--- Input material Enclosed Below ---

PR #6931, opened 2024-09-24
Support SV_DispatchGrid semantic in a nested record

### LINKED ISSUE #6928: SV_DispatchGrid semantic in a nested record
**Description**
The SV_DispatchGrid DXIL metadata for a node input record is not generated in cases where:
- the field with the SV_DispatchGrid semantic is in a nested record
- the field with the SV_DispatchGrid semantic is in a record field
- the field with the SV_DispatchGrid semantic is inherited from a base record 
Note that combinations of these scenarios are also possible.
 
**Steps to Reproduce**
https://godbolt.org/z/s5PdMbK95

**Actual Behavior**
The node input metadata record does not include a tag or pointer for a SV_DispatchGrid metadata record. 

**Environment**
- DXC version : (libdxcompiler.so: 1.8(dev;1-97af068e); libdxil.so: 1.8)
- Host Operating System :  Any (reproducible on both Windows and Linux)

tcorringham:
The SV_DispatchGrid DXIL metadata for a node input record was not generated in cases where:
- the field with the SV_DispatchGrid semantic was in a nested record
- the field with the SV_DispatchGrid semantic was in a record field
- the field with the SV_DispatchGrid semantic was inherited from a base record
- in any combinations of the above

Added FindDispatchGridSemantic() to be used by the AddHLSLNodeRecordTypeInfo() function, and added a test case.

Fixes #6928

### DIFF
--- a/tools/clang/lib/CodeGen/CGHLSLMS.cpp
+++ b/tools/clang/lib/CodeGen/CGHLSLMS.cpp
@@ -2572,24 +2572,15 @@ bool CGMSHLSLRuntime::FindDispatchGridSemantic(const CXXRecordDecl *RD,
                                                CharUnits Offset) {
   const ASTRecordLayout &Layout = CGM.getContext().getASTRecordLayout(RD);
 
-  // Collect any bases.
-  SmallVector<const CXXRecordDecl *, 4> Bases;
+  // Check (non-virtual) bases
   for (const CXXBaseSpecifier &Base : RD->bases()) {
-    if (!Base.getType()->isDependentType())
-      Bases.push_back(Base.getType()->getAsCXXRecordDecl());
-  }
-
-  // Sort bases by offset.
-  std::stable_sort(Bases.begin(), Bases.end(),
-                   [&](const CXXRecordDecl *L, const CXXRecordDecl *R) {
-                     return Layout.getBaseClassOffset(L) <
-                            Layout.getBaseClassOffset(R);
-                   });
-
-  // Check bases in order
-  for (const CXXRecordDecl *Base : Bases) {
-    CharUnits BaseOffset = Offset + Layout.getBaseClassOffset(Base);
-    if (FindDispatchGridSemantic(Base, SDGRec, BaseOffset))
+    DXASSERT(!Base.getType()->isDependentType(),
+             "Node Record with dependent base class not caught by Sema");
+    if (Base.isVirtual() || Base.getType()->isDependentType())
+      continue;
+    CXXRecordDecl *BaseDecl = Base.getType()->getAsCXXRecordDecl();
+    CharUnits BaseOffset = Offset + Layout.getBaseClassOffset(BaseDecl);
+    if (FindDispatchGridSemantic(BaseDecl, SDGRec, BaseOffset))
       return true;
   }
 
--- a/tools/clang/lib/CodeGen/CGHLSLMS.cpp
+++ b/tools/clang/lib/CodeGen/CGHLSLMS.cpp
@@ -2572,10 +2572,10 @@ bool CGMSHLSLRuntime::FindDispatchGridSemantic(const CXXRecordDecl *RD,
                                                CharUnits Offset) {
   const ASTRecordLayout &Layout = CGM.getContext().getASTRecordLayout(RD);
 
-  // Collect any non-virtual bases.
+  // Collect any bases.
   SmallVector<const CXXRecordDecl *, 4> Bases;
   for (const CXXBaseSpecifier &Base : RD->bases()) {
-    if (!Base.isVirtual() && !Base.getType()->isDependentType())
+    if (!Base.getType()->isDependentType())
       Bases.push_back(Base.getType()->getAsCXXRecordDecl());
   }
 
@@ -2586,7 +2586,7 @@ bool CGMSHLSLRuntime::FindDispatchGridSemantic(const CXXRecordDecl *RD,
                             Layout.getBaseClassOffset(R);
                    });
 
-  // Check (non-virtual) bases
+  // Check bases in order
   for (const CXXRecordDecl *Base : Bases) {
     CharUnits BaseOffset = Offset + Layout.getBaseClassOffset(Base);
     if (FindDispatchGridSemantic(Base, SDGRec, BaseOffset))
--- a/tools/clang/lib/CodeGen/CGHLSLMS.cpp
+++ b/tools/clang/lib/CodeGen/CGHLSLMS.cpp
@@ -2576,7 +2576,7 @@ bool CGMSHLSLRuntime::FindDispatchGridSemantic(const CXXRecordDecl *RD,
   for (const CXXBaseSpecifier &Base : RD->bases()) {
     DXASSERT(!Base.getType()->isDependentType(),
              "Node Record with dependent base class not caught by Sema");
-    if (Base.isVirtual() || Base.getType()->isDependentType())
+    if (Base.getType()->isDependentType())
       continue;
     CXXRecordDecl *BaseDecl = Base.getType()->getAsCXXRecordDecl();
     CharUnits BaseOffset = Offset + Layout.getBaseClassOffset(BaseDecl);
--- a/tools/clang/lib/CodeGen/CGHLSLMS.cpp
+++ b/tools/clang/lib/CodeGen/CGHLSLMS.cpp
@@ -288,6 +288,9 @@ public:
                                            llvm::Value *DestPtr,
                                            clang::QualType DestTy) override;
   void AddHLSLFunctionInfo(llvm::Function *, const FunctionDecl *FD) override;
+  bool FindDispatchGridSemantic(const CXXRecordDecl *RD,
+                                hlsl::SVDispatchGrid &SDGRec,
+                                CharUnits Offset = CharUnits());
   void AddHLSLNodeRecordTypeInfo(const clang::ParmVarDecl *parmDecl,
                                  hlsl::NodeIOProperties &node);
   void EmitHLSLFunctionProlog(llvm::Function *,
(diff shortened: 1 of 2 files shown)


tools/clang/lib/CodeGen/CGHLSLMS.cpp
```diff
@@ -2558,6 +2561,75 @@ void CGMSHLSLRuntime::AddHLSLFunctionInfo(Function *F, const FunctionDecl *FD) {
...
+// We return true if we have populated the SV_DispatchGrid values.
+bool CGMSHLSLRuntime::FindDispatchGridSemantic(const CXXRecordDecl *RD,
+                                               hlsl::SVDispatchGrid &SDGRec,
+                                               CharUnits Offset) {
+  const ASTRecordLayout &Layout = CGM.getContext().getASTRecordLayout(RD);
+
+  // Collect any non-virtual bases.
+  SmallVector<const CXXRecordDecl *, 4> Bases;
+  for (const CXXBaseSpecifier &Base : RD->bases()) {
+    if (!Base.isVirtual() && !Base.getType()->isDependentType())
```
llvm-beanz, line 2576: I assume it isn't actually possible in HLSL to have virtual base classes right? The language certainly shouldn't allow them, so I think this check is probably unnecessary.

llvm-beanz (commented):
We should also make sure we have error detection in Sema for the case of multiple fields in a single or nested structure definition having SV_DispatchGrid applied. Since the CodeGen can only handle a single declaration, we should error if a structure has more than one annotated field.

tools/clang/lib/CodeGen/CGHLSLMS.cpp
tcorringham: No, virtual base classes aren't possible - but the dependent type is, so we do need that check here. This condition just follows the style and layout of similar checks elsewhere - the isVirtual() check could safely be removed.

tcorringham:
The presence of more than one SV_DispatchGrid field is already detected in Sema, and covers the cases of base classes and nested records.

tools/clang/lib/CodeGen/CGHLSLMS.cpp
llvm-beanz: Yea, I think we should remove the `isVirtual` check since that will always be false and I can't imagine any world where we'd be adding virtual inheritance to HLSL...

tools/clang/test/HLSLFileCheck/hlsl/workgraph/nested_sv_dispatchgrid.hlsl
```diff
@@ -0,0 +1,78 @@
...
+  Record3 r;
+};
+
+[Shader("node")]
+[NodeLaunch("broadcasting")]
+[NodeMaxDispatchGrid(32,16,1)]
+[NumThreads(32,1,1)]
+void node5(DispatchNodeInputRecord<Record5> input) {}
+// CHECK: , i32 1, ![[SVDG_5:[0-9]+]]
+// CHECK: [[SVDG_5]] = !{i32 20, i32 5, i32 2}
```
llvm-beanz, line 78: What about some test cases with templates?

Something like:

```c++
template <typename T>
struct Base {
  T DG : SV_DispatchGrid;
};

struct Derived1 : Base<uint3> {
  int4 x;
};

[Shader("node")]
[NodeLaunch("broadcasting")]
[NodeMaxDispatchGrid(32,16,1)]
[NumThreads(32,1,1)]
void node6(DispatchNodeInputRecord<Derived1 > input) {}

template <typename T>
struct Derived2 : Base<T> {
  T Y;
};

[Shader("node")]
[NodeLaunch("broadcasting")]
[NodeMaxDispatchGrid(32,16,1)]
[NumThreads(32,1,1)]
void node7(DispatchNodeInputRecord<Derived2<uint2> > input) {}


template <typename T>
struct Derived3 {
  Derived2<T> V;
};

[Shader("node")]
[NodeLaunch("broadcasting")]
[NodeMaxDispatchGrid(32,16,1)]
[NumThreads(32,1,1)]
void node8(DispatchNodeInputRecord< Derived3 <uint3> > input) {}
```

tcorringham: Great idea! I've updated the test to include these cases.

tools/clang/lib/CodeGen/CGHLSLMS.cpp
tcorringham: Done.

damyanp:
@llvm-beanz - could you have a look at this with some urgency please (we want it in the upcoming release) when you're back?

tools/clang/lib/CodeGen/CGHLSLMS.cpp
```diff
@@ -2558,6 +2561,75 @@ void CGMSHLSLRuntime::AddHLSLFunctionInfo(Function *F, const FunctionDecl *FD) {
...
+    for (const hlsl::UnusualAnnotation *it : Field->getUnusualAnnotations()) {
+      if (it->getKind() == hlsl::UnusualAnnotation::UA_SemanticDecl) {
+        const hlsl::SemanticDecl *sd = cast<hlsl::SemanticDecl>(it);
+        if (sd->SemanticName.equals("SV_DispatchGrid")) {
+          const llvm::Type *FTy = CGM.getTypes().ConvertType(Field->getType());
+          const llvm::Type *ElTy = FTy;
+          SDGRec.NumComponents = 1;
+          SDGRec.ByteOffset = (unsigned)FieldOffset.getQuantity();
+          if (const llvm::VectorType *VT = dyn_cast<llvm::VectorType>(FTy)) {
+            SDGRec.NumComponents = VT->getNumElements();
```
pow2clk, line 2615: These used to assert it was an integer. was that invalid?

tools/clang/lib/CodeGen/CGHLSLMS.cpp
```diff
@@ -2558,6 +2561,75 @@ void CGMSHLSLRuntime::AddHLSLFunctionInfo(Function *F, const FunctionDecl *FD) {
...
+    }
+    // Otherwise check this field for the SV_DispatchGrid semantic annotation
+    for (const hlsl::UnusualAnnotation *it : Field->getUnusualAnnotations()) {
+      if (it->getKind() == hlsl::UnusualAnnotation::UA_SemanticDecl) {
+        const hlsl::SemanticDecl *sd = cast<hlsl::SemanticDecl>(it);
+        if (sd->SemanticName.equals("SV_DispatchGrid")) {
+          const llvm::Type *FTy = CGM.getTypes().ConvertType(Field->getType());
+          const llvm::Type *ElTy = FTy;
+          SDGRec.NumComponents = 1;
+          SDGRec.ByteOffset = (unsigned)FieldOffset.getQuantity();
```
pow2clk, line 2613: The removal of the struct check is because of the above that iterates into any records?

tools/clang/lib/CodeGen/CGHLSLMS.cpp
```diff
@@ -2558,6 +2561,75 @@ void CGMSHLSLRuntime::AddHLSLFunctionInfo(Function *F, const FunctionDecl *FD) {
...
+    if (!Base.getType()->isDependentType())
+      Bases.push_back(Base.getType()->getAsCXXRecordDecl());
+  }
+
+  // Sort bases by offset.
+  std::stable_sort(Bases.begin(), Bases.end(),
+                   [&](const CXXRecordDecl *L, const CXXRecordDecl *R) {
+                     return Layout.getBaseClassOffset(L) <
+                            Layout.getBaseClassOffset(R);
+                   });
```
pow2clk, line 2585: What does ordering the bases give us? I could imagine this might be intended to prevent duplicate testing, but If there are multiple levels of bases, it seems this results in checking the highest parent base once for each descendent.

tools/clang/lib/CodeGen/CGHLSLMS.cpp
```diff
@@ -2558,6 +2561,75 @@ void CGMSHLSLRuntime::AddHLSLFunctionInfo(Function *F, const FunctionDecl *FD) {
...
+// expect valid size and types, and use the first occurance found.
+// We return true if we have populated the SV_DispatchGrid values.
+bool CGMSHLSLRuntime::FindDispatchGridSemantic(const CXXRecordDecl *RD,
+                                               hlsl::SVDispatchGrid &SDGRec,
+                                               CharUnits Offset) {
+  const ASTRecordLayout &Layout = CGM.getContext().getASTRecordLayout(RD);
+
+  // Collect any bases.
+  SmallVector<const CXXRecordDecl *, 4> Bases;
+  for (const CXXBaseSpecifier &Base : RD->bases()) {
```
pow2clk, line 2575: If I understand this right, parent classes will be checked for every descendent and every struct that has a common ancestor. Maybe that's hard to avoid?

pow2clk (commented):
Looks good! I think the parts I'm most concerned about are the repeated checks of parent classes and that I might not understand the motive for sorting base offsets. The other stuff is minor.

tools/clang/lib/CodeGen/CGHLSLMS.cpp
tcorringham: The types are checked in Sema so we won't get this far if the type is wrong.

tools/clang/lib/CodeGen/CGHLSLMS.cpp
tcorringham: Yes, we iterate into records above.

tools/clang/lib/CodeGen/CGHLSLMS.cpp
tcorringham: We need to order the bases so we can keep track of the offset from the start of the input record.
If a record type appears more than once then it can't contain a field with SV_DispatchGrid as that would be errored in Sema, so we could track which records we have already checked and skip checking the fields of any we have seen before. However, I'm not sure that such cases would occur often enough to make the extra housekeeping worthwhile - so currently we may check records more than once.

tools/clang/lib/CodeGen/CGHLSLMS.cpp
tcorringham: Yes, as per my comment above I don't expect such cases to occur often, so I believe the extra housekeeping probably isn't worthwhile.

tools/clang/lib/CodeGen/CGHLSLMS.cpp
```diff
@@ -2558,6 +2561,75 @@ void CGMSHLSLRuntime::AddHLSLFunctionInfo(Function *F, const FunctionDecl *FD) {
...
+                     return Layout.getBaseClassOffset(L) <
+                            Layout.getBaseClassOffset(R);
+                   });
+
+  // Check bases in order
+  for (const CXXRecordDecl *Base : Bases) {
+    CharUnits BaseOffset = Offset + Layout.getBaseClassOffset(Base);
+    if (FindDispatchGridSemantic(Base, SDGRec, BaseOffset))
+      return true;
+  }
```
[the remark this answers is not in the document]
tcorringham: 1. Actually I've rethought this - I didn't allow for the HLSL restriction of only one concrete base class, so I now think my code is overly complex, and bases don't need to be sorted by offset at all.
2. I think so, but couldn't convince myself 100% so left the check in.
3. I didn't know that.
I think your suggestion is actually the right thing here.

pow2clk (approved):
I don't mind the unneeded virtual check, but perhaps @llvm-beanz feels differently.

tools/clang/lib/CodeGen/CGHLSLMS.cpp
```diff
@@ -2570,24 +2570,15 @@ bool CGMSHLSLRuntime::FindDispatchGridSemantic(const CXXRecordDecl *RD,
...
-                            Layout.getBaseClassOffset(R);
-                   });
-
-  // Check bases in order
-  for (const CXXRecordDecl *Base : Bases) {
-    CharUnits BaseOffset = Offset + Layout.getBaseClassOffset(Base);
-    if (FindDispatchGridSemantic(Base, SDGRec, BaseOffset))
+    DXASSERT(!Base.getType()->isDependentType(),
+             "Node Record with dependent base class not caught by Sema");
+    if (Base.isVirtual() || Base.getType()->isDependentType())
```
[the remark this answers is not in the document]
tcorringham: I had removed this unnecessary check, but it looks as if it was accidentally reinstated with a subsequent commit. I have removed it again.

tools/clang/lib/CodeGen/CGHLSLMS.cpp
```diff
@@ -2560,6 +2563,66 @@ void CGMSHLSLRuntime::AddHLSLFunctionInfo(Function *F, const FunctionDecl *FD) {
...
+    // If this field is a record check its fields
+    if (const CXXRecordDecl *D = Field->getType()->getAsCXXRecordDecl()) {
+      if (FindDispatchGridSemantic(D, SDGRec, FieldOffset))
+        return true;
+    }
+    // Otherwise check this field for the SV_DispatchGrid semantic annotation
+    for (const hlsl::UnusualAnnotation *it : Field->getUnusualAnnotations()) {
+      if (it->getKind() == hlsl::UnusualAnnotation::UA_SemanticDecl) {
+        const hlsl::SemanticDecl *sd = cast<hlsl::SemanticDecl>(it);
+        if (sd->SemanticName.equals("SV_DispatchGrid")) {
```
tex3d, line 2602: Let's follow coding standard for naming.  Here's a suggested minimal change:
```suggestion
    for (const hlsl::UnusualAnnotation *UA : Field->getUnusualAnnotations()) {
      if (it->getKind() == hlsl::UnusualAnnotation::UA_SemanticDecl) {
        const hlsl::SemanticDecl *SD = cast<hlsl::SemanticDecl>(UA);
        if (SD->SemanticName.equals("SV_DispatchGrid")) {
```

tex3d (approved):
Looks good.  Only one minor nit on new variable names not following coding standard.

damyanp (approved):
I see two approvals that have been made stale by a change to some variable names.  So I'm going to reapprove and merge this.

--- End of Enclosed Input material ---

Problem statement
Every line of the listing that includes the word "often" must be copied.

Response to the exercise
If a record type appears more than once then it can't contain a field with SV_DispatchGrid as that would be errored in Sema, so we could track which records we have already checked and skip checking the fields of any we have seen before. However, I'm not sure that such cases would occur often enough to make the extra housekeeping worthwhile - so currently we may check records more than once.
tcorringham: Yes, as per my comment above I don't expect such cases to occur often, so I believe the extra housekeeping probably isn't worthwhile.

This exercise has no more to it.